Rose is looking forward to getting back into the rehearsal room with her "Legacy Land" cast, even by computer. Although she is "devastated" her play closed after one performance, Rose knows she was luckier than Candrice Jones, whose "Flex" will be the April 10 reading. Set to debut at the Humana Festival on March 18, "Flex" was canceled outright.
Unexpectedly, the "Legacy Land" online reading will bring Rose's play back to the city where she wrote it as a Playwrights' Center Many Voices fellow.

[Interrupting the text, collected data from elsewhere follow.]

PR #208, opened 2018-02-20
Migrate away from Gradle-internal Task#execute to our own method

jbduncan:
As per the commit message, the purpose of this PR is as follows:

```text
Previously, plugin-gradle's tests produced warning messages saying that
"The TaskInternal.execute() method has been deprecated and is scheduled
to be removed in Gradle 5.0". This commit is an attempt to fix that so
that we're better prepared to migrate to Gradle 5.0 when it arrives.
```


nedtwigg:
LGTM.  Squash and merge at will.

jbduncan:
Ta! :)

PR #209, opened 2018-02-21
add support for missing generic steps (closes #207)

matthiasbalke:
This PR adds support for missing generic steps within the maven-plugin.

All new steps are available in the new `format` configuration section, but also within `java` and `scala`.

Please review if anything is missing or should be changed.

PR #210, opened 2018-02-22
Improved support for multi-module maven projects

lutovich:
Some steps in the maven plugin require paths to configuration files. For example eclipse formatter and scalafmt. In multi-module maven projects it is desirable to specify paths only once and not duplicate configs in multiple modules. Each sub-project should not assume anything about the general project structure and should not refer to files in parent modules using relative paths. It is recommended to create a separate module with configuration files and depend on it in the plugin. This approach is taken by the Checkstyle and PMD plugins:

http://maven.apache.org/plugins/maven-checkstyle-plugin/examples/multi-module-config.html
https://maven.apache.org/plugins/maven-pmd-plugin/examples/multi-module-config.html

Such approach means configuration files no longer live within the project and might be inside a JAR. Thus specified value of `<file>` require special resolution.

Both Checkstyle and PMD use builtin plexus `ResourceManager` which is able to locate files from regular file system, URL or JAR. Located file is then copied to the output directory (usually `./target/`) and used as a regular file.

This commit makes spotless plugin also use `ResourceManager` in order to support multi-module configuration with config files in a dedicated module. Every step that contains `<file>` is updated to perform the resolution. It is also possible to specify configuration file URLs, though this feature is not tested.


plugin-maven/src/test/resources/multi-module/pom-config.xml.mustache
```diff
@@ -0,0 +1,18 @@
+<project xmlns="http://maven.apache.org/POM/4.0.0" xmlns:xsi="http://www.w3.org/2001/XMLSchema-instance"
+         xsi:schemaLocation="http://maven.apache.org/POM/4.0.0 http://maven.apache.org/xsd/maven-4.0.0.xsd">
+    <modelVersion>4.0.0</modelVersion>
+
+    <parent>
+        <groupId>com.diffplug.spotless</groupId>
+        <artifactId>spotless-maven-plugin-tests-parent</artifactId>
+        <version>1.0.0-SNAPSHOT</version>
+        <relativePath>..</relativePath>
```
matthiasbalke: This is the default anyway. No need to specify it.

nedtwigg:
LGTM, merge at will,

lutovich:
Thanks for reviewing! I'll fix `relativePath` and try to simplify test POMs a bit. Will merge after https://github.com/diffplug/spotless/pull/209.

lutovich:
Hi @nedtwigg, both #209 and this PR are now merged. Do you think `1.0.0.BETA3` can now be released?

nedtwigg:
`1.0.0.BETA3` has been published.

"Letting that audience see what this baby has grown into is meaningful to me," said Rose, who is based in Charlotte, N.C., but whose time here taught her that Twin Cities audiences value new work. "I want to give these actors another chance to live in these characters they love and also give more people a chance to see the beautiful work they did."
Future of theater
Initially, the virtual audiences have been limited to 100 per reading, mostly theatermakers; a key part of the Playwrights' Center plan is to get artistic directors from around the country to see plays they may want to program. But, due to increased interest, more "seats" now are available.
"I love the center for what they're doing, not just for my play but for other playwrights," said Rose.
She's also contemplating what the virtual realm could mean for theater's future. Inspired by Charlotte, where she says there isn't much live theater, and by the fact that she's a trained health care worker, Rose is deeply interested in how computers could make theater accessible to folks who don't care about it or who think it's out of reach. She talks about how burning up ground can lead to "a new beginning," a metaphor that pops up in "Legacy Land."
"What happens when you scorch the earth is you then get to decide what you plant next," said Rose, who dreams of bringing work into audiences' homes and Zooming in artists for post-show chats. Her thought is that, with limited production costs, budgets and ticket prices could stay low.
"These things aren't new, but I do think they will become more the thing. They will make theater accessible to people it normally wasn't available for. They will make it possible for theater companies to think more broadly," Rose said. "This has disrupted the way we do theater and it could very well be for the best. It could allow us to revolutionize theater, put more of the power in the hands of the artist."
Of course, Rose isn't saying online drama can replace the live experience. Playwright Lynn Nottage, whose "Floyd's" was staged last season by the Guthrie Theater and whose "Sweat" was to have appeared there this summer, has tweeted that virtual theater "feels a little like eating food without being able to fully taste it."
Rose offers a slightly more generous metaphor: "Would you rather listen to Miles Davis live if you could or on an album? I think people would say live and, right now, streaming is the closest thing to that."
The "Legacy Land" writer thinks efforts like the Playwrights' Center readings are just the beginning of the innovations theater will see.
"Theater people, we are used to making something out of nothing," said Rose. "Much like black folks: It's what we do."
In the meantime, Rose's prescription is simple: nurture each other, love ourselves and persevere until we figure out what will grow next.